QUALI BENEFICI CI SAREBBERO QUINDI PER IL NOSTRO TERRITORIO?

 A fronte di un inquinamento atmosferico e delle falde acquifere assicurato, visto che è presente, come dimostrato dall’esistenza di molti pozzi artesiani,  un’ingente falda acquifera, e il passaggio del torrente Rio Itri/Pontone che scorre a meno di 200 metri dall’area scelta per la costruzione dell’impianto, nemmeno la scusa dell’incremento occupazionale regge, infatti, sempre secondo il progetto preliminare, basterebbero tre operai e due impiegati  per farlo funzionare,  e molti altri posti di lavoro sarebbero a repentaglio in campo agricolo e presso le strutture circostanti poco compatibili con questo progetto.

VA PRECISATO CHE IL FORNO E’ UBICATO AI PIEDI DELLA VALLE DI ITRI ZONA INDISCUSSA DI PRODUZIONE DELL’OVILA ITRANA DOP E DI CONSEGUENZA DELL’OLIO E DELLE OLIVE DENOMINATE DI GAETA. E I SUOI FUMI ANDRANNO A DISTRUGGERE TUTTO L’ESISTENTE CON UNA POSSIBILE DESERTIFICAZIONE DELLA ZONA.
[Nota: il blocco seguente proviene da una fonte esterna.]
PR #6162, opened 2024-04-25
feat(react-instantsearch): introduce `<RelatedProducts>` widget

sarahdayan:
This introduces the `<RelatedProducts>` widget.

https://algolia.atlassian.net/browse/FX-2758


packages/react-instantsearch/src/widgets/RelatedProducts.tsx
```diff
@@ -0,0 +1,75 @@
...
+    { $$widgetType: 'ais.relatedProducts' }
+  );
+
+  const uiProps: UiProps<TItem> = {
+    items: recommendations as Array<Hit<TItem>>,
+    itemComponent,
+    headerComponent,
+    fallbackComponent,
+    status,
+    sendEvent: () => {},
```
sarahdayan, line 71: Once the FBT widget is merged we can make `sendEvent` optional in the UI component instead.

aymeric-giraudet (approved):

packages/react-instantsearch/src/widgets/__tests__/RelatedProducts.test.tsx
```diff
@@ -0,0 +1,56 @@
...
+import { createSearchClient } from '@instantsearch/mocks';
+import { InstantSearchTestWrapper } from '@instantsearch/testutils';
+import { render, waitFor } from '@testing-library/react';
+import React from 'react';
+
+import { RelatedProducts } from '../RelatedProducts';
+
+describe('RelatedProducts', () => {
+  test('renders with translations', async () => {
+    const client = createSearchClient();
```
dhayab, line 14: This should probably be using a client with mock recommendations if we want to test translations for the title.

packages/react-instantsearch-core/src/lib/useRelatedProducts.ts
dhayab, line 1: Maybe this file should not be here? It looks like an artifact of the parent branch.

dhayab (changes requested):
React widget looks great! I just noticed one issue with a test.

packages/react-instantsearch/src/widgets/__tests__/RelatedProducts.test.tsx
sarahdayan: Oops, my bad, I overlooked this test.

dhayab (approved):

 In definitiva possiamo affermare che il forno non serve alla collettività, ma solo a quei privati che ci speculeranno sopra, e che come spesso accade in questi settori, fungeranno da lavatrici per denaro di dubbia provenienza.

Non ci piegheremo quindi al ricatto dell’amministrazione gaetana, che nemmeno davanti all’evidenza ha avuto il buon senso di fare marcia indietro, pubblicando celermente il bando per il project financing, e andremo avanti con la nostra petizione, annunciando che saremo presenti nel centro di Gaeta appena possibile con dei banchetti informativi per sensibilizzare l’opinione pubblica, raccogliere un adeguato numero di firme, lanciando già ora una grande manifestazione di tutti i cittadini del comprensorio, che porterà simbolicamente le firme fin sotto il Comune di Gaeta, per ribadire che i forni crematori non vanno costruiti dove c’è vita.

Gli impianti di cremazione, inquinano e sono ormai superati. In Europa sono già state adottate tecnologie alternative, che non danneggiano l’ambiente. Tra queste, sottolineano, la cremazione a freddo «che non rilascia alcuna sostanza», oppure la tumulazione areata.